Initially, projects are stored in a list along with their capital and profit requirements. We prioritize by try fetching the most profitable projects. We maintain available projects in a max-heap (or priority queue) to achieve this efficiently.
We attempt to start at most k projects, updating the available capital every time we include a new project. For every iteration, once we identify the most feasible projects that can be executed given the current capital, we pick and execute the one with the highest profit and update our available capital. This process repeats until no more projects can be started or we've reached k projects.
Time Complexity: O(N log N + K log N), where N is the number of projects. This involves an initial sort and effectively K max operations on a priority-like structure.
Space Complexity: O(N) due to storage used for auxiliary lists and heaps.
1#include <stdio.h>
2#include <stdlib.h>
3#include <stdbool.h>
4
5struct Project {
6 int capital
The solution uses two sorting steps and a manually managed max-heap (priority queue) to maintain the list of feasible projects based on the current capital. Given that C lacks inbuilt data structures for a priority queue, manual sorting is required whenever accessing the max element.
Initially, projects are sorted based on their capital requirements; during each main loop iteration, feasible projects are added to a mock priority queue (sorted array).

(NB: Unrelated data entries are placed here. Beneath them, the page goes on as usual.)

PR #2826, opened 2024-08-01
Added the ability to edit visual experiment changes

Auz:
Screenshot 2024-07-31 at 10 48 17 PM

Previous version just let you delete rules

### DIFF
--- a/packages/front-end/components/Experiment/EditDOMMutationsModal.tsx
+++ b/packages/front-end/components/Experiment/EditDOMMutationsModal.tsx
@@ -1,8 +1,8 @@
 import { ExperimentInterfaceStringDates } from "back-end/types/experiment";
 import { VisualChange } from "back-end/types/visual-changeset";
-import { FC, useCallback, useState } from "react";
-import Code from "@/components/SyntaxHighlighting/Code";
+import { FC, Fragment, useCallback, useState } from "react";
 import Modal from "@/components/Modal";
+import Field from "@/components/Forms/Field";
 
 const EditDOMMutatonsModal: FC<{
   experiment: ExperimentInterfaceStringDates;
@@ -13,12 +13,15 @@ const EditDOMMutatonsModal: FC<{
   const [newVisualChange, setNewVisualChange] = useState<VisualChange>(
     visualChange
   );
+  const [css, setCss] = useState(visualChange.css);
+  const [js, setJs] = useState(visualChange.js);
 
   const deleteCustomJS = useCallback(() => {
     setNewVisualChange({
       ...newVisualChange,
       js: "",
     });
+    setJs("");
   }, [newVisualChange, setNewVisualChange]);
 
   const deleteGlobalCSS = useCallback(() => {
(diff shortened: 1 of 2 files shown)


packages/front-end/components/Experiment/EditDOMMutationsModal.tsx
```diff
@@ -13,19 +13,23 @@ const EditDOMMutatonsModal: FC<{
   const [newVisualChange, setNewVisualChange] = useState<VisualChange>(
     visualChange
   );
+  const [css, setCss] = useState(visualChange.css);
+  const [js, setJs] = useState(visualChange.js);
```
jdorn, line 17: Why have separate state for these?  Everywhere you're updating state, you are also having to call `setNewVisualChange` anyway

packages/front-end/components/Experiment/EditDOMMutationsModal.tsx
```diff
@@ -65,67 +81,82 @@ const EditDOMMutatonsModal: FC<{
...
-                  containerClassName="w-100"
+                <Field
+                  textarea
+                  minRows={2}
+                  value={JSON.stringify(m)}
+                  className="w-100 my-3"
+                  onChange={(e) => {
+                    try {
+                      const newMutation = JSON.parse(e.target.value);
+                      setDOMMutation(i, newMutation);
```
jdorn, line 153: We need more validation here.  Otherwise, someone could cause some serious bugs in the SDK
1. All required fields are set
2. There are no extra fields
3. The `action` is a valid value

Here's a type to work from for validation: https://github.com/growthbook/dom-mutator/blob/main/src/index.ts#L515

Auz: Done

packages/front-end/components/Experiment/EditDOMMutationsModal.tsx
Auz: done

packages/front-end/components/Experiment/EditDOMMutationsModal.tsx
```diff
@@ -40,7 +47,100 @@ const EditDOMMutatonsModal: FC<{
...
+    },
+    [setDOMMutation, setDOMMutationErrors]
+  );
+
   const onSubmit = () => {
+    // make sure all DOM mutations are valid
+    newDOMMutationStr.forEach((m, i) => {
+      validateDOMMutations(i, m);
+    });
+    if (newDOMMutationErrors.some((e) => e)) {
```
jdorn, line 141: This won't work as expected.  The `setDOMMutationErrors` call within `validateDOMMutations` doesn't take effect until the next render.  This will likely still work because you're also calling `validateDOMMutations` when the input changes, but it is a potential race condition.  Better to have the validate method return true or false and check the return value here.

jdorn (approved):
Added a comment about a race condition, but it's not a huge deal.  I'm fine if you want to merge without fixing.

If projects are listable, the topmost is selected and capital updated accordingly.
This dynamic programming approach delineates with the constraints arising from the number of projects executable. We maintain an accruing structure documenting the maximum possible capital achievable for the number of projects done. The dynamic programming strategy opts for inherent flexibility where feasible, owing to recursive checks across all projects capable of initiating.
Memoization ensures repeated subproblem results are accessed without re-computation, improving overall efficiency particularly in scenarios involving expedient overlap of capital ranges per project.
Despite the computationally exhaustive exploration of all project combinations, dynamic memorized caching dramatically curtails avoidant efforts during feasibility analysis—gaining crucial strategic leverage with convenience in considering bounded project completion restrictions.
Time Complexity: O(N * W * K) — represents total options reviewed in DP tableau per states, characterized by projects count, capital capability, projects aimed for completion.
Space Complexity: O(N * W) — retains memory for tailored subproblems caching overseeing potential states across projects under capital explored known projects.
1using System;
2using System.Collections.Generic;
3using System.Linq;
4
5class Solution {
6 private int[,] dp;
7
8 private int Maximum(int k, int w, Tuple<int, int>[] projects, int idx) {
9 if (k == 0 || idx >= projects.Length)
10 return w;
11
12 if (dp[idx, k] != -1)
13 return dp[idx, k];
14
15 int notTake = Maximum(k, w, projects, idx + 1);
16 int take = 0;
17
18 if (w >= projects[idx].Item1)
19 take = Maximum(k - 1, w + projects[idx].Item2, projects, idx + 1);
20
21 dp[idx, k] = Math.Max(take, notTake);
22 return dp[idx, k];
23 }
24
25 public int FindMaximizedCapital(int k, int w, int[] profits, int[] capital) {
26 var projects = new Tuple<int, int>[profits.Length];
27 for (int i = 0; i < profits.Length; i++)
28 projects[i] = new Tuple<int, int>(capital[i], profits[i]);
29
30 dp = new int[profits.Length, k + 1];
31 for (int i = 0; i < profits.Length; ++i)
32 for (int j = 0; j <= k; ++j)
33 dp[i, j] = -1;
34
35 return Maximum(k, w, projects, 0);
36 }
37}
38
39class Program {
40 static void Main(string[] args) {
41 Solution sol = new Solution();
42 int k = 2;
43 int w = 0;
44 int[] profits = {1, 2, 3};
45 int[] capital = {0, 1, 1};
46 int result = sol.FindMaximizedCapital(k, w, profits, capital);
47 Console.WriteLine("The final maximized capital is: " + result);
48 }
49}
C# solution outlines similar recursion with memorization tendencies favoring high-yield project evaluation across dynamic lot projects able to function given project communications. Project conditions remain noted, memoizing viable recursion choices maintained in previously linked memorization channels for optimum results.